Aim of the task: Scan the entries for the word "perform" and return every line that has it.

(Beginning of Data provided)

PR #1420, opened 2026-05-10
Add OpenTelemetry request and tail filtering hooks

meziantou:
## Why
OpenTelemetry traces can arrive out of order (for example, child spans before the root span), which makes simple head filtering insufficient for some sampling scenarios. This change adds first-class filtering hooks so applications can filter logs/metrics/traces and perform trace tail filtering with bounded in-memory buffering.

## What changed
- Added new public collector API:
  - `OpenTelemetryReceiverOptions`
  - `OpenTelemetryRequestFilter<TRequest>` for logs/traces/metrics request filtering
  - `OpenTelemetryTailSamplingOptions`, `OpenTelemetryTailBufferOverflowPolicy`, `OpenTelemetryTraceTailFilter`, and `OpenTelemetryTailTraceContext` for tail filtering
- Replaced internal options plumbing with public receiver options and added optional configuration callbacks to `AddOpenTelemetryReceiver` overloads.
- Introduced a shared request pipeline (`OpenTelemetryRequestPipeline`) used by both HTTP and gRPC entry points.
- Added tail sampling implementation (`OpenTelemetryTraceTailSampler`) that:
  - buffers spans per trace id
  - completes evaluation when root span arrives or when `MaxTraceDuration` is reached
  - enforces `MaxBufferedSpansPerTrace` and `MaxBufferedSpans`
  - applies configurable overflow behavior (`DropWholeTrace`, `DropOldestSpans`, `DropNewestSpans`)
- Updated OTLP trace proto to include `parent_span_id` to support root-span detection.
- Added in-memory receiver overloads to configure `OpenTelemetryReceiverOptions` directly.
- Updated package README with request filtering and tail filtering examples.

## Notes for reviewers
- Filtered-out payloads still return normal OTLP success responses so exporters do not retry dropped telemetry.
- Tail filtering is trace-specific; logs and metrics continue using request-level filters.

## Validation
- `DiffEngine_Disabled=true dotnet test tests/Meziantou.Framework.OpenTelemetry.Tests/Meziantou.Framework.OpenTelemetry.Tests.csproj`


src/Meziantou.Framework.OpenTelemetryCollector/OpenTelemetryTraceTailSampler.cs
```diff
@@ -0,0 +1,312 @@
...
+
+internal sealed class OpenTelemetryTraceTailSampler(IOptions<OpenTelemetryReceiverOptions> optionsAccessor)
+{
+#if NET9_0_OR_GREATER
+    private readonly System.Threading.Lock _gate = new();
+#else
+#pragma warning disable MA0158 // System.Threading.Lock is not available on net8
+    private readonly object _gate = new();
+#pragma warning restore MA0158
+#endif
```
meziantou: No need for the `#if`. There are polyfills for older TFM

meziantou: Good point. Removed the conditional compilation and now always use System.Threading.Lock.

src/Meziantou.Framework.OpenTelemetryCollector/OpenTelemetryTailSampling.cs
```diff
@@ -0,0 +1,14 @@
+namespace Meziantou.Framework.OpenTelemetryCollector;
+
+public sealed class OpenTelemetryTailSampling : OpenTelemetrySampler
```
meziantou:
```suggestion
public sealed class OpenTelemetryTailSampler : OpenTelemetrySampler
```

src/Meziantou.Framework.OpenTelemetryCollector/OpenTelemetryTraceTailSampler.cs
```diff
@@ -0,0 +1,308 @@
+using OpenTelemetry.Proto.Common.V1;
+using OpenTelemetry.Proto.Collector.Trace.V1;
+using OpenTelemetry.Proto.Resource.V1;
+using OpenTelemetry.Proto.Trace.V1;
+
+namespace Meziantou.Framework.OpenTelemetryCollector;
+
+internal sealed class OpenTelemetryTraceTailSampler
```
meziantou:
```suggestion
internal sealed class OpenTelemetryTraceTailSamplerHandler
```

src/Meziantou.Framework.OpenTelemetryCollector/OpenTelemetryTraceTailSampler.cs
meziantou: Accepted. I removed the conditional compilation and we now always use `System.Threading.Lock`, relying on the polyfills for older TFMs.

meziantou: Accepted. This is still the current implementation in the branch, so no additional follow-up change was needed.

src/Meziantou.Framework.OpenTelemetryCollector/OpenTelemetryTailSampling.cs
meziantou: Accepted. I renamed the public type to `OpenTelemetryTailSampler` and updated all related usages in code, tests, and documentation.

src/Meziantou.Framework.OpenTelemetryCollector/OpenTelemetryTraceTailSampler.cs
meziantou: Accepted. I renamed the internal class to `OpenTelemetryTraceTailSamplerHandler` and updated the dependent DI and pipeline references.

PR #86, opened 2016-02-29
Introduce the concept of 'suppressed' licensepools

leonardr:
A 'suppressed' LicensePool is one that for whatever reason we just don't want to use until we perform a manual intervention to restore it. Maybe the book doesn't render, maybe the metadata is horribly broken, maybe we got a copy of a book that's not technically published yet... whatever. At some point, someone decides we need to temporarily remove a book from the collection. Suppressing the licensepool allows us to hide the book (at least from the bad source) without deleting it or creating inaccurate information about its presentation or licensing.

Up to this point we've been handling this kind of intervention by blanking out the available copies, marking works that are presentation ready as not presentation ready, etc. It's confusing and it causes unwanted side effects. This gives us an officially supported path to hiding individual books.

By default, a Work will not show up in lanes or search results unless it has at least one un-suppressed LicensePool.

### DIFF
--- a/lane.py
+++ b/lane.py
@@ -858,6 +858,8 @@ class Lane(object):
 
         * Have a delivery mechanism that can be rendered by the
           default client.
+
+        * Have an unsuppressed license pool.
         """
 
         q = self._db.query(Work).join(Work.primary_edition)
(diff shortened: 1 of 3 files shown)


leonardr:
Since the administrative interface _will_ want to show suppressed license pools, I've left in a path to turning off the filter.

PR #87, opened 2016-02-29
After refreshing the materialized views, vacuum the database.

leonardr:
It turns out the real problem behind https://github.com/NYPL-Simplified/circulation/issues/82 is that we keep changing the database, messing with indexes, refreshing the materialized views, etc. without running the VACUUM command. So I've changed the script that refreshes the materialized views to immediately follow up with a VACUUM.

Since VACUUM can't be executed inside a transaction block, and all our connections set up a transaction block automatically, this requires creating a brand new database connection, but this is at the very end of one script, so I think it's a better solution than changing the whole way we get connections.

### DIFF
--- a/scripts.py
+++ b/scripts.py
@@ -2,6 +2,7 @@ import os
 import logging
 import sys
 from nose.tools import set_trace
+from sqlalchemy import create_engine
 from sqlalchemy.sql.functions import func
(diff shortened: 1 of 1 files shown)


courte:
Fixes NYPL-Simplified/circulation#82.

PR #88, opened 2016-03-01
Improve metadata import

leonardr:
This branch offers a number of small improvements to improve the process of metadata import and debugging problems with metadata:

* By default, a CoverageProvider that calls metadata.apply() will completely replace the old set of subjects, links, and contributors previously obtained from the CoverageProvider. Without this branch, it's additive, so there's no way to get rid of bad data.

* Previously, the no-op when a book's classifications had not changed was achieved by deleting all the classifications and recreating them. This branch speeds things up by only deleting a classification if it's no longer in the list.

* Make it possible for a script to take a number of specific identifiers as command-line arguments and operate just on those Identifiers.

* Create a BibliographicRefreshScript which takes identifiers as command-line arguments and asks   Overdrive or 3M about those Identifiers, refreshing the local metadata to fit.

### DIFF
--- a/model.py
+++ b/model.py
@@ -3617,7 +3617,6 @@ class Work(Base):
         elif ya_score > threshold:
             audience = Classifier.AUDIENCE_YOUNG_ADULT
 
-
         # Remove any genres whose fiction status is inconsistent with the
         # (independently determined) fiction status of the book.
         #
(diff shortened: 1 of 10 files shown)


model.py
```diff
@@ -4515,7 +4514,9 @@ def __repr__(self):
             genre = ' genre="%s"' % self.genre.name
         else:
             genre = ""
-        if self.target_age is not None:
+        if (self.target_age is not None
```
leonardr: This handles the case where target_age is NumberRange(None, None)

(End of Data provided)

The answer:
OpenTelemetry traces can arrive out of order (for example, child spans before the root span), which makes simple head filtering insufficient for some sampling scenarios. This change adds first-class filtering hooks so applications can filter logs/metrics/traces and perform trace tail filtering with bounded in-memory buffering.
A 'suppressed' LicensePool is one that for whatever reason we just don't want to use until we perform a manual intervention to restore it. Maybe the book doesn't render, maybe the metadata is horribly broken, maybe we got a copy of a book that's not technically published yet... whatever. At some point, someone decides we need to temporarily remove a book from the collection. Suppressing the licensepool allows us to hide the book (at least from the bad source) without deleting it or creating inaccurate information about its presentation or licensing.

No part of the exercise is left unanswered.